## [What is being asked]
Scan the records for the word "core". Return each line where it is found.

======== Exercise material

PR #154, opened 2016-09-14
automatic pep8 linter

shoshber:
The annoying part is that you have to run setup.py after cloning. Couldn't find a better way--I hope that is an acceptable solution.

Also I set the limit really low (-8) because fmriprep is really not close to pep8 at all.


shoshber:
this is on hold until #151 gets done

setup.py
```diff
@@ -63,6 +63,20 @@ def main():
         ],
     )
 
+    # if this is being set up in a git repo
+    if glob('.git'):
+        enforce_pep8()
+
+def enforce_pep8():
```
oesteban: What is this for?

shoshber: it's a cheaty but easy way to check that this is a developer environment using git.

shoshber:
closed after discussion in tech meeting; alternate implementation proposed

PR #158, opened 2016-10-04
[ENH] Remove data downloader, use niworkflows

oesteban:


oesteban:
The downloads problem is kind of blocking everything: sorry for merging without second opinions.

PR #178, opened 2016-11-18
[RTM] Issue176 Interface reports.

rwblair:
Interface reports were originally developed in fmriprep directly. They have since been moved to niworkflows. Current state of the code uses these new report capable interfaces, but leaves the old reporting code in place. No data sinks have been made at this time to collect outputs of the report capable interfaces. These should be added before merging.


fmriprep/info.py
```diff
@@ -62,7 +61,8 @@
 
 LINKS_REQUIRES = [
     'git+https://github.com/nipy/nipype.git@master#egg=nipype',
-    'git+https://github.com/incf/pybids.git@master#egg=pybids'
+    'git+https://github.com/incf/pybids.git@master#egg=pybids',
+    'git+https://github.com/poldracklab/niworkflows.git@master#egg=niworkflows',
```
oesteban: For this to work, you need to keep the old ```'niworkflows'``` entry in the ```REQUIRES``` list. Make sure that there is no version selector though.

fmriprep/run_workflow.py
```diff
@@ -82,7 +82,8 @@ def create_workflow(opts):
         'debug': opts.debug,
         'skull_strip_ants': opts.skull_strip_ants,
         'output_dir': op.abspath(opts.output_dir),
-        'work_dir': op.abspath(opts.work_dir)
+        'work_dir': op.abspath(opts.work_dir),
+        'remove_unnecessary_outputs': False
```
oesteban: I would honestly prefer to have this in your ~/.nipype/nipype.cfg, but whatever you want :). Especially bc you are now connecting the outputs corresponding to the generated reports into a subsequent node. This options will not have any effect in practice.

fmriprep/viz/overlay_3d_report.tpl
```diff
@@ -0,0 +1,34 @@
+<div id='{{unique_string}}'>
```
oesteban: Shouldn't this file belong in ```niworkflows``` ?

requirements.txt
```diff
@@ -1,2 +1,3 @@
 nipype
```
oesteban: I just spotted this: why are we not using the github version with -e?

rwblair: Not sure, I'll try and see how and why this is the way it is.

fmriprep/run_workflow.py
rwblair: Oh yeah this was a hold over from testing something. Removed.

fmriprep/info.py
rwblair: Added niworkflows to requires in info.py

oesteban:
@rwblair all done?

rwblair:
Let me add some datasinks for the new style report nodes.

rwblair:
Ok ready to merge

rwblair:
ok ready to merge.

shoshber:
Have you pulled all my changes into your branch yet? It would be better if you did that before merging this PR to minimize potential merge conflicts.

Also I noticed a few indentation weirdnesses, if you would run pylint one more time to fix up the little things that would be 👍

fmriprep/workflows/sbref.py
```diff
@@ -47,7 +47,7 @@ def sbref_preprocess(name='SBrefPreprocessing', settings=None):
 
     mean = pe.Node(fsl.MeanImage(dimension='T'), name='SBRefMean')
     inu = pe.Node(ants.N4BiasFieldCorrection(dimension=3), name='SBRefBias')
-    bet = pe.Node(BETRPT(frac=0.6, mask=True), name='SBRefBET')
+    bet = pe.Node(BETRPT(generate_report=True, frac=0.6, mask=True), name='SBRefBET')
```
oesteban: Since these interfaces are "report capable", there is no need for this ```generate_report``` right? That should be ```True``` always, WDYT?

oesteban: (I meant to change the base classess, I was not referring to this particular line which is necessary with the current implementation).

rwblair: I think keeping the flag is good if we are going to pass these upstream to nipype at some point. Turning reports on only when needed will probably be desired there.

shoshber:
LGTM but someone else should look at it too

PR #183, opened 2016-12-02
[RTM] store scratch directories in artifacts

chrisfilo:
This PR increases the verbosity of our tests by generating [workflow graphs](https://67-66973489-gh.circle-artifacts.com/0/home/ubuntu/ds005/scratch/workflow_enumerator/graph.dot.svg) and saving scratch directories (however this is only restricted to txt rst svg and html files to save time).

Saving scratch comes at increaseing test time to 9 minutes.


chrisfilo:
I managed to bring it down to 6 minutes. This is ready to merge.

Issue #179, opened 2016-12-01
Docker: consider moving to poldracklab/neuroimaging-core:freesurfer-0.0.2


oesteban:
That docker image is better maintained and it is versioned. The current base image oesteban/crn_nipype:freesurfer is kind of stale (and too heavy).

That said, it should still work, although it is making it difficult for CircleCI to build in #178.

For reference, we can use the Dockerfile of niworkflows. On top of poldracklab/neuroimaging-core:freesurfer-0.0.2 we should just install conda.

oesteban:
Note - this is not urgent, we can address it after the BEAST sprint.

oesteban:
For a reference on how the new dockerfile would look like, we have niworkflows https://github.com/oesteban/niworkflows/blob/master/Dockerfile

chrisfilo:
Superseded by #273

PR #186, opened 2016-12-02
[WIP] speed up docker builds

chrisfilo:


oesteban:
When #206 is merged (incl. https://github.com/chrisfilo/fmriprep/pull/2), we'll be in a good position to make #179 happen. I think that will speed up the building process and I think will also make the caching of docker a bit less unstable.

================

## [Task solution]
Docker: consider moving to poldracklab/neuroimaging-core:freesurfer-0.0.2
For reference, we can use the Dockerfile of niworkflows. On top of poldracklab/neuroimaging-core:freesurfer-0.0.2 we should just install conda.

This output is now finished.